I was pretty good about my resolution too, for many years, until I met and married my husband, who by his own admission is a prime example of what happens when a young, bright mind is raised on a steady diet of horror movies (he makes short surreal horror films now in his spare time).
Somehow I still avoided
Alien and most of its sequel,
Aliens, but I did see and enjoy
Alien Resurrection and watched bits of
Alien 3 over the husband’s shoulder. But,
quelle horreur! I did not see the film that spawned the whole franchise. Ever. Popular culture being what it is, I’d certainly read enough graphic novels and reviews, and had seen plenty of references to piece together the story. I didn’t think it necessary to see the first film. (Besides, remember that vow I made to myself in primary school?)
Besides, dude, those films were made way before the days of CGI. How the hell could they stand the test of time? Or so I thought.
Conversations were had with fellow creatives. The lads decided “We must have an
Alien marathon”. I was dubious at first, but then thought, why the hell not. Perhaps it was time to put it all in context. Especially since we’d improved our home entertainment system profoundly from the days of peering at an old, half-blown CRT monitor we’d inherited from a friend.
I need to also add that Sigourney Weaver is one of my favourite female actors, precisely because she’s often cast in strong roles. Death and the Maiden. Hello.
Okay, so let’s do this.
We (sanely) decided to split the films down the middle, hence
Alien and
Aliens on one night, and at some point soon we’ll do the other two. Directors respectively are Ridley Scott and James Cameron. Weaver obviously follows through the entire series.
At this point I also need to highlight another reason why I’ve found the Alien franchise so alluring, and the reason is the Swiss Surrealist HR Giger. I’ve held a long love-hate fixation with his art over the years, and his involvement with the film started quite by the by even before he was consulted regarding the design. Screenwriter Dan O’Bannon crossed paths with him while working on the failed Alejandro Jadorowsky version of Dune. So the influence was there while O’Bannon conceived of the screenplay with his mate Ronald Shusett, and they were instrumental in getting him on board by the time they got round to production.
Something else that needs to be considered regarding the success of Alien, was the context in which it came into being. Remember that Star Wars was a huge, rip-roaring success for the SF genre in 1977, so it was also a case of O’Bannon and Shusett being in the right place at the right time with their screenplay.
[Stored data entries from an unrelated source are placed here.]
PR #4068, opened 2019-07-31
Issue 4067: Avoid loop for Pending bytes calculation

### LINKED ISSUE #4067: Avoid loop for pending bytes calculations
**Problem description**
Currently Append processor maintains the list of pending append for each of the writers.
upon every requests, pending bytes are calculated with scanning all the append requests for every writer to suspend/resume netty connection.
This calculation is is complexity O(N) for every new message with append per netty connection.  N is the number of pending appends 

**Problem location**
Append Processor / Segment Store

Calculation of the pending bytes per netty connection can be reduced to from O(N) to O(1).
This reduction will be useful in future to place the pending bytes as one pravega metric

kmgowda:
**Change log description**  
The loop for pending bytes calculation per netty connection is removed by maintaining the long variable per netty connection for pending bytes increase/decrease.

**Purpose of the change**  
Fixes #4067 

**What the code does**  
Currently the Append processor of segment store scans pending appends list for every writer to calculate the pending bytes to suspend or resume the netty connection.  This loop causes  complexity of O(N) for every new message on netty connection. This loop is removed now.
The Append Processor maintains the long variable pendingBytes per netty connection. This variable is incremented as the append request comes in and decremented as the segment store process the appends and educed the complexity of pending bytes calculation from O(N) to O(1). where N is total number of pending appends per writer id.

**How to verify it**  
1. All Unit tests and Integration tests are passing.
2. Pravega bench-marking is conducted with larger data set and duration on bare metal.


segmentstore/server/host/src/main/java/io/pravega/segmentstore/server/host/handler/AppendProcessor.java
```diff
@@ -301,6 +303,9 @@ private void handleAppendResult(final Append append, Throwable exception, Timer
                     latestEventNumbers.put(Pair.of(append.getSegment(), append.getWriterId()), append.getEventNumber());
                 } else {
                     if (!conditionalFailed) {
+                        List<Append> appends = waitingAppends.get(append.getWriterId());
+                        pendingBytes -= appends.stream().filter(a -> !a.isConditional())
+                                .mapToInt(a -> a.getData().readableBytes()).sum();
                         waitingAppends.removeAll(append.getWriterId());
```
andreipaduroiu: `.removeAll` will return all the items that are removed. You do not need to call `.get` and `.removeAll`; coalesce them into a single call.

segmentstore/server/host/src/main/java/io/pravega/segmentstore/server/host/handler/AppendProcessor.java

I’d like to think that the contrast between the two films also played a role in its success. In
Star Wars we have a rollicking space opera of epic proportions. In
Alien, we are faced with the stark sterility of space, where mankind becomes prey to a superior biological organism. We are stripped of the romance and are faced to face with the primal danger of the hunter and the hunted.
To find oneself toppled from one’s post at the apex of the food chain is a deeply unsettling thought. Add to that the aesthetics of the Xenomorph (as the alien organism is known), and the way violation of others lies at the heart of its very existence (its sexual reproduction results in the oral rape of its host species). All unsettling, this blend of sex and death. What makes it even more frightening is that we are not able to reason with this life, whose sole motivation is so similar to ours – the Xenomorph wants to live, and will make use of whichever resources are available to do so. Humanity is merely a means to an end. And it doesn’t rest well to be relegated to a food source and a form of reproduction, does it?
In the second film, the themes of motherhood are also explored, which becomes rather unsettling when considering the role of the Xenomorph queen and the way she cares for her babies when compared to Ellen Ripley trying to make up for the fact that she missed out on being a mother to her long-dead daughter (floating about in stasis can play havoc with your timeline).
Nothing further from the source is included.